NEW SENATE CANDIDATE!
He’s been out of office since the first weeks of 2007, but former U.S. Congressman Ed Case has returned to fight again. During the early evening hours of Friday, Aug. 26, Democrat Case held his first official meet-and-greet for supporters and well-wishers on Maui as part of his campaign to succeed U.S. Senator Daniel Akaka, who has decided not to run for reelection next year. There, in a small parking lot on Main Street in Wailuku, Case held court (and handed out copies of his new and improved Case Family Home Cooking cookbook) with a few dozen pols and students while volunteers served up an impressive spread of local grinds (rice, noodles, spring and summer rolls, meat sticks, as well as plenty of fresh cut veggies and fruits). Representative Gil Keith-Agaran, D-9th District, stopped by, as did county mayoral aide Mike Molina and former state senator (and county Liquor Control Adjudication Board member) Joe Tanaka.
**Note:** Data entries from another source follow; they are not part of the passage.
PR #3384, opened 2026-08-31
fix(bin): launch crewmates under their harness's own approval and sandbox controls

npayette84:
## Intent

Harden Firstmate's crewmate launch defaults so a spawned worker runs under its harness's own approval, review, and sandbox controls instead of with them switched off, and solve unattended network, write, and prompt behavior for Codex, Cursor, and Claude in this one reviewed change. This is the first of two deliberately split PRs; the narrow Codex writable-roots grant is a separate stacked PR and must NOT be pulled forward into this one.

Launch posture: Claude uses --permission-mode auto with CLAUDE_CODE_DISABLE_FAST_MODE=1; Codex uses '-s workspace-write -a never' plus an explicit sandbox_workspace_write.network_access grant; Cursor uses '--trust --auto-review --sandbox enabled'.

Captain rulings, all explicit and all in scope - do not flag them as undeclared scope and do not revert them:

1. Codex network. workspace-write defaults network_access to false and Firstmate never set it, so on a default machine a codex worker could not push, use gh, or install dependencies. The grant is now explicit. Write confinement stays intact; the full-bypass flag was NOT restored.

2. Cursor. --auto-review enforces the sandbox but prompts, and --force never prompts but was MEASURED to defeat --sandbox enabled while being a documented alias of the --yolo it replaced. Shipping --force was refused as false hardening. Cursor therefore keeps real filesystem confinement and is BARRED from every ordinary unattended worker kind: ship, scout, and secondmate. The bar holds however cursor was selected, EXPLICIT OR INHERITED from runtime auto-detection. An unconfigured cursor-hosted home is stopped with an exact instruction to set config/crew-harness or add an eligible crew-dispatch profile; Firstmate never silently substitutes another tool. This is a deliberate refusal, not a regression.

3. Cursor exemptions. The only opt-in is a per-invocation --cursor-exemption naming 'attended' (a person is in the pane) or 'envelope:<name>' (a named, mechanically proven outer isolation envelope such as the approved routing benchmark). It is never ambient and never inherited from the environment. Across relaunch, an envelope grant IS inherited because it describes a durable property that still governs the replacement agent, while an attended grant is NEVER inherited because the person who attested may be gone and firstmate's own stuck-worker recovery relaunches unattended. A cursor exemption is refused on a non-cursor harness rather than recorded, so no stale grant can later authorize a relaunch onto cursor. Remote secondmate launches forward only an envelope grant, through self-describing arguments whose compatibility degradation is stated in code and fails closed in both directions; attended is refused for a remote launch because it cannot describe a worker on another host.

4. Claude. Only CLAUDE_CODE_DISABLE_FAST_MODE=1 was verifiable, and unverified levers were deliberately rejected rather than cargo-culted. The captain KNOWINGLY ACCEPTS the residual risk that server-controlled triggers (plan, model, settings, classifier transcript) can still degrade auto mode and strand an unattended worker; that residual risk is documented in operator guidance rather than coded away. Documented residual risk is the accepted outcome, not a defect.

5. Operator guidance was refreshed across the adapter references, AGENTS.md, docs/configuration.md, and docs/agent-control.md, and bootstrap now diagnoses an ineligible cursor crew-dispatch rule instead of validating clean and failing at spawn.

An earlier fix round that would have made auto-detected cursor silently fall back to another adapter was explicitly invalidated by the captain, aborted through the supported abort command, custody recovered through the structured next action, and never committed. Do not reintroduce any silent-fallback or adapter-substitution behavior.

Repo conventions: one full sentence per line in tracked Markdown, plain dashes not em dashes, shellcheck-clean bin scripts, no agent co-author, and tests must exercise behavior through executable interfaces rather than asserting implementation source bytes.

## What Changed

- Crewmate launch templates now run each worker under its own harness's approval and sandbox controls instead of switching them off: `claude` launches with `--permission-mode auto` plus `CLAUDE_CODE_DISABLE_FAST_MODE=1` (replacing `--dangerously-skip-permissions`), `codex` with `-s workspace-write -a never` and an explicit `-c sandbox_workspace_write.network_access=true` grant (replacing `--dangerously-bypass-approvals-and-sandbox`, since workspace-write also confines egress and would otherwise break `git push`, `gh`, and dependency installs), and `cursor` with `--trust --auto-review --sandbox enabled` (replacing `--yolo`). `grok` is deliberately untouched.
- `bin/fm-control-lib.sh` gains a shared admissibility layer (`fm_control_launch_refusal` composed from `fm_control_harness_supports_kind`, `fm_control_cursor_exemption_valid`, `fm_control_cursor_exemption_inherited`, and friends) that now owns the former muse-secondmate refusal and bars cursor from ship, scout, and secondmate spawns however cursor was selected. The only way past it is a per-invocation `--cursor-exemption attended|envelope:<name>`, recorded in `state/<id>.meta` and echoed on the success line. `bin/fm-spawn.sh`, `bin/fm-control.sh` relaunch (asked before the old agent is stopped, so a refusal cannot strand a task), and the remote secondmate path all ask that one function. An envelope grant is inherited across relaunch and secondmate liveness recovery; `attended` never is, and a grant on a non-cursor harness is refused rather than recorded.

Case, who represented Hawaii’s 2nd District in the U.S. House from 2002 to 2007, was an odd duck. A fiscal conservative who supported President George W. Bush’s War on Terror (as well as the wars in Afghanistan and Iraq), Case also stood among the House’s most pro-environment members. A moderate floating in a sea of partisans, Case wanted the budget balanced and climate change brought under control.
His 2006 decision to challenge Akaka—who then had no intention of giving up his Senate seat—angered party loyalists and forced Case to give up what had been a safe House seat. With the partisan rancor even hotter and nastier these days, it’s not easy to say what good a moderate like Case could do in the open senate race, but it will be fascinating to watch him try.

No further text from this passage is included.